#### Input records

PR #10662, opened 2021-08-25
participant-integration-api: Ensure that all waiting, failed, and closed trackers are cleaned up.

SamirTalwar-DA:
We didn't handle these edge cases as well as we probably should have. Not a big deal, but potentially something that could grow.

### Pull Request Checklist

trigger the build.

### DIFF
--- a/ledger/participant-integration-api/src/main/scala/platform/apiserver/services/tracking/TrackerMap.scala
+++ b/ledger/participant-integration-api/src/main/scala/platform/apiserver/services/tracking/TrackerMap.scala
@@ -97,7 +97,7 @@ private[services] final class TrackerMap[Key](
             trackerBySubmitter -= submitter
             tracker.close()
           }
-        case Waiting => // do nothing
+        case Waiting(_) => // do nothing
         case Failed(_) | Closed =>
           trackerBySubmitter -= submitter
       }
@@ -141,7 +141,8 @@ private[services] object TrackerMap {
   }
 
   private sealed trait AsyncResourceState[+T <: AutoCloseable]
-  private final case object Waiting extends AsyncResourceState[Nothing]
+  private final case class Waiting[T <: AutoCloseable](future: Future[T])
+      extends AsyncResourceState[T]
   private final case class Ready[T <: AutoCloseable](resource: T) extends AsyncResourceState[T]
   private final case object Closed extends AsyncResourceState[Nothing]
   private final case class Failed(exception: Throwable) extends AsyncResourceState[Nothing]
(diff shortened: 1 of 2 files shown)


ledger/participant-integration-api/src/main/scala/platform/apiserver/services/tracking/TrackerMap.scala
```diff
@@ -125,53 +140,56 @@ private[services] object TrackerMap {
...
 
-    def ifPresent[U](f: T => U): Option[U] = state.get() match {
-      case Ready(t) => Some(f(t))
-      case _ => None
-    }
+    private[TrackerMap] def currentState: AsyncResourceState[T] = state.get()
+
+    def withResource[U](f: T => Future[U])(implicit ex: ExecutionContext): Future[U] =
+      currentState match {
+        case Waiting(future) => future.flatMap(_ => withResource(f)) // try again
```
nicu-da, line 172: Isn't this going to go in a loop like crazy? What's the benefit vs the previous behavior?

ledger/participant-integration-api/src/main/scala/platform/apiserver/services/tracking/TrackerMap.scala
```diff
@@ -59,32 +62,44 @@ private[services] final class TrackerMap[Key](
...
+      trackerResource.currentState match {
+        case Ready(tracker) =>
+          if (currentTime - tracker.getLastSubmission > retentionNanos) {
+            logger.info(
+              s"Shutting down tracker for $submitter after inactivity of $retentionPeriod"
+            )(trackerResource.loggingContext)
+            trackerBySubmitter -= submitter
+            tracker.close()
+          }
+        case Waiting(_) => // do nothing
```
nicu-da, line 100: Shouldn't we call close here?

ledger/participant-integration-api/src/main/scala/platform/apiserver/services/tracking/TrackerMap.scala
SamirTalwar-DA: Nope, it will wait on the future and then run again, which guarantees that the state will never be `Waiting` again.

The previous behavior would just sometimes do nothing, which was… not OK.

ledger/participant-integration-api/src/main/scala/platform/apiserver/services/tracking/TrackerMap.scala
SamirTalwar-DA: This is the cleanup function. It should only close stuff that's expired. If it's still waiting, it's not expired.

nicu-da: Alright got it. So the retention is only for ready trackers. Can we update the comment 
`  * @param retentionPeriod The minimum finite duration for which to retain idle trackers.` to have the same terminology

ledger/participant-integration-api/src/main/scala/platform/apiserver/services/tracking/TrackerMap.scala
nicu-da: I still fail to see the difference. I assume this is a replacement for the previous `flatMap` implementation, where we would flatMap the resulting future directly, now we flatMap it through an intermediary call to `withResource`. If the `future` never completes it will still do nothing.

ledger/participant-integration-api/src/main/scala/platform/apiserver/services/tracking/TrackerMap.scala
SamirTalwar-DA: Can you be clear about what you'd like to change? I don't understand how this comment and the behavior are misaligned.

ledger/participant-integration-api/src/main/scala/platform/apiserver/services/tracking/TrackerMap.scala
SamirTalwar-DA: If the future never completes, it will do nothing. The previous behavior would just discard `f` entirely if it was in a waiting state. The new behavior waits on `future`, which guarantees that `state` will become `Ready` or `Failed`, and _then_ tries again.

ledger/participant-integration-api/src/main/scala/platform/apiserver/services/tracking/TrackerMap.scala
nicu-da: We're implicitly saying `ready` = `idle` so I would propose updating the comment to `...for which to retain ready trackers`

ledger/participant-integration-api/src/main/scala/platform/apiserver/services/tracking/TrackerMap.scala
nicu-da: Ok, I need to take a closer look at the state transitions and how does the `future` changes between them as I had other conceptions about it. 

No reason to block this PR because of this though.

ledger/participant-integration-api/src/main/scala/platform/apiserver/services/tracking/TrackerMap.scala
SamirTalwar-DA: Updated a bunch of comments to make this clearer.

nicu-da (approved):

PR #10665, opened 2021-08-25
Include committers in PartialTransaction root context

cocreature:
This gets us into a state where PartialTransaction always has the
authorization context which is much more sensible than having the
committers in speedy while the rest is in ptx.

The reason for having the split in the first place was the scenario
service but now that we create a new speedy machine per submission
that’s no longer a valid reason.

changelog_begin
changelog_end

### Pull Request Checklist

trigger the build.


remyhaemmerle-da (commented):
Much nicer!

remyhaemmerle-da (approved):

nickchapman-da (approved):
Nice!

########

### Work item
Once more, write out all the data exactly.

### Reply to the exercise
PR #10662, opened 2021-08-25
participant-integration-api: Ensure that all waiting, failed, and closed trackers are cleaned up.

SamirTalwar-DA:
We didn't handle these edge cases as well as we probably should have. Not a big deal, but potentially something that could grow.

### Pull Request Checklist

trigger the build.

### DIFF
--- a/ledger/participant-integration-api/src/main/scala/platform/apiserver/services/tracking/TrackerMap.scala
+++ b/ledger/participant-integration-api/src/main/scala/platform/apiserver/services/tracking/TrackerMap.scala
@@ -97,7 +97,7 @@ private[services] final class TrackerMap[Key](
             trackerBySubmitter -= submitter
             tracker.close()
           }
-        case Waiting => // do nothing
+        case Waiting(_) => // do nothing
         case Failed(_) | Closed =>
           trackerBySubmitter -= submitter
       }
@@ -141,7 +141,8 @@ private[services] object TrackerMap {
   }
 
   private sealed trait AsyncResourceState[+T <: AutoCloseable]
-  private final case object Waiting extends AsyncResourceState[Nothing]
+  private final case class Waiting[T <: AutoCloseable](future: Future[T])
+      extends AsyncResourceState[T]
   private final case class Ready[T <: AutoCloseable](resource: T) extends AsyncResourceState[T]
   private final case object Closed extends AsyncResourceState[Nothing]
   private final case class Failed(exception: Throwable) extends AsyncResourceState[Nothing]
(diff shortened: 1 of 2 files shown)


ledger/participant-integration-api/src/main/scala/platform/apiserver/services/tracking/TrackerMap.scala
```diff
@@ -125,53 +140,56 @@ private[services] object TrackerMap {
...
 
-    def ifPresent[U](f: T => U): Option[U] = state.get() match {
-      case Ready(t) => Some(f(t))
-      case _ => None
-    }
+    private[TrackerMap] def currentState: AsyncResourceState[T] = state.get()
+
+    def withResource[U](f: T => Future[U])(implicit ex: ExecutionContext): Future[U] =
+      currentState match {
+        case Waiting(future) => future.flatMap(_ => withResource(f)) // try again
```
nicu-da, line 172: Isn't this going to go in a loop like crazy? What's the benefit vs the previous behavior?

ledger/participant-integration-api/src/main/scala/platform/apiserver/services/tracking/TrackerMap.scala
```diff
@@ -59,32 +62,44 @@ private[services] final class TrackerMap[Key](
...
+      trackerResource.currentState match {
+        case Ready(tracker) =>
+          if (currentTime - tracker.getLastSubmission > retentionNanos) {
+            logger.info(
+              s"Shutting down tracker for $submitter after inactivity of $retentionPeriod"
+            )(trackerResource.loggingContext)
+            trackerBySubmitter -= submitter
+            tracker.close()
+          }
+        case Waiting(_) => // do nothing
```
nicu-da, line 100: Shouldn't we call close here?

ledger/participant-integration-api/src/main/scala/platform/apiserver/services/tracking/TrackerMap.scala
SamirTalwar-DA: Nope, it will wait on the future and then run again, which guarantees that the state will never be `Waiting` again.

The previous behavior would just sometimes do nothing, which was… not OK.

ledger/participant-integration-api/src/main/scala/platform/apiserver/services/tracking/TrackerMap.scala
SamirTalwar-DA: This is the cleanup function. It should only close stuff that's expired. If it's still waiting, it's not expired.

nicu-da: Alright got it. So the retention is only for ready trackers. Can we update the comment 
`  * @param retentionPeriod The minimum finite duration for which to retain idle trackers.` to have the same terminology

ledger/participant-integration-api/src/main/scala/platform/apiserver/services/tracking/TrackerMap.scala
nicu-da: I still fail to see the difference. I assume this is a replacement for the previous `flatMap` implementation, where we would flatMap the resulting future directly, now we flatMap it through an intermediary call to `withResource`. If the `future` never completes it will still do nothing.

ledger/participant-integration-api/src/main/scala/platform/apiserver/services/tracking/TrackerMap.scala
SamirTalwar-DA: Can you be clear about what you'd like to change? I don't understand how this comment and the behavior are misaligned.

ledger/participant-integration-api/src/main/scala/platform/apiserver/services/tracking/TrackerMap.scala
SamirTalwar-DA: If the future never completes, it will do nothing. The previous behavior would just discard `f` entirely if it was in a waiting state. The new behavior waits on `future`, which guarantees that `state` will become `Ready` or `Failed`, and _then_ tries again.

ledger/participant-integration-api/src/main/scala/platform/apiserver/services/tracking/TrackerMap.scala
nicu-da: We're implicitly saying `ready` = `idle` so I would propose updating the comment to `...for which to retain ready trackers`

ledger/participant-integration-api/src/main/scala/platform/apiserver/services/tracking/TrackerMap.scala
nicu-da: Ok, I need to take a closer look at the state transitions and how does the `future` changes between them as I had other conceptions about it. 

No reason to block this PR because of this though.

ledger/participant-integration-api/src/main/scala/platform/apiserver/services/tracking/TrackerMap.scala
SamirTalwar-DA: Updated a bunch of comments to make this clearer.

nicu-da (approved):

PR #10665, opened 2021-08-25
Include committers in PartialTransaction root context

cocreature:
This gets us into a state where PartialTransaction always has the
authorization context which is much more sensible than having the
committers in speedy while the rest is in ptx.

The reason for having the split in the first place was the scenario
service but now that we create a new speedy machine per submission
that’s no longer a valid reason.

changelog_begin
changelog_end

### Pull Request Checklist

trigger the build.


remyhaemmerle-da (commented):
Much nicer!

remyhaemmerle-da (approved):

nickchapman-da (approved):
Nice!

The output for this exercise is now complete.